## WHAT IS BEING ASKED:
Check each line of the entries. Copy the ones that contain the string "enable".

## DATA FOR THE TASK:
PR #30328, opened 2023-04-27
Extensions: add blogroll block

heavyweight:
## Proposed changes:

* Introduce a new Blogroll block

### Other information:

## Jetpack product discussion

* 1721-gh-Automattic/dotcom-forge
 
* No

## Testing instructions:

* TBD


jeherve (changes requested):
The classic blogroll is back! ❤️ 

While you're still working on the block itself, what would you think about adding only the structure of the new block in a first PR, with nothing in it just yet, using the scaffold command?
`jetpack docker wp jetpack scaffold block blogroll`

Splitting the work into multiple PRs (one that adds the structure, and then multiple iterations adding different parts of the interface) would make PR reviews easier for both your team and anyone following your work in the monorepo. It would also ensure we do not forget anything when adding the block structure.

heavyweight:
> The classic blogroll is back! ❤️
> 
> While you're still working on the block itself, what would you think about adding only the structure of the new block in a first PR, with nothing in it just yet, using the scaffold command? `jetpack docker wp jetpack scaffold block blogroll`
> 
> Splitting the work into multiple PRs (one that adds the structure, and then multiple iterations adding different parts of the interface) would make PR reviews easier for both your team and anyone following your work in the monorepo. It would also ensure we do not forget anything when adding the block structure.

Thanks for the feedback. Much appreciated.

I will have to close this PR.
We will move to use new endpoints instead of legacy.
The block is out for now but will come back stronger.

PR #30338, opened 2023-04-27
Photon: remove unused method

jeherve:
## Proposed changes:

This hasn't been used since 2013 in 9b86a288d4e07c385109d931fcb31128d7e7622d.

We do not use that method on WordPress.com either.

We also do not need that method, since we already get Photonized images when we get images from the `Jetpack_PostImages` class (core functions like `wp_get_attachment_image_src` return a photonized image).

### Other information:

## Jetpack product discussion

* N/A

* No

## Testing instructions:

* Go to Jetpack > Settings > Performance and enable the site accelerator.
* Go to Jetpack > Settings > Social and enable sharing buttons.
* Create a new post, and add a featured image to it.
* View the post on the frontend, and view source.
* Find the `og:image` meta. 
    * It should use Photon.
* Check your error logs; you should not see any notices.


projects/packages/image-cdn/changelog/rm-unused-photon-method
```diff
@@ -0,0 +1,4 @@
+Significance: patch
```
anomiex: This should be a "major" change, since if any third-party user of the package was calling the public method then they'll break.

Note that since the package is still at a 0.x version (0.1.0), a major change will still only do a minor bump (to 0.2.0). That's expected.

anomiex (commented):
Confirmed that this function doesn't seem to be used anywhere.

projects/packages/image-cdn/changelog/rm-unused-photon-method
jeherve: 👍 done in 56537d16fb1dae37c5b97b77d2a5af688a57dcc5

anomiex (approved):

PR #30339, opened 2023-04-27
beta plugin: Fix markdown rendering

anomiex:
## Proposed changes:

The markdown library we're using seems to get confused by HTML-style tags and might let some through that shouldn't be let through. Since it has a flag to disable HTML-style tags entirely, and we don't use those much in PR summaries or the relevant bundled .md files, let's set that flag to avoid the problem.

### Other information:

## Jetpack product discussion

p1682615499416869-slack-CBG1CP4EN

No

## Testing instructions:

* Stuff still renders at the bottom of pages like `/wp-admin/admin.php?page=jetpack-beta&plugin=jetpack`?

### DIFF
--- a/projects/plugins/beta/changelog/fix-beta-plugin-markdown-render
+++ b/projects/plugins/beta/changelog/fix-beta-plugin-markdown-render
@@ -1,0 +1,4 @@
+Significance: patch
+Type: security
+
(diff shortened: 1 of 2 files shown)


samiff (approved):
Still able to see Markdown to-test info rendered as expected.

## PROBLEM SOLUTION:
* Go to Jetpack > Settings > Performance and enable the site accelerator.
* Go to Jetpack > Settings > Social and enable sharing buttons.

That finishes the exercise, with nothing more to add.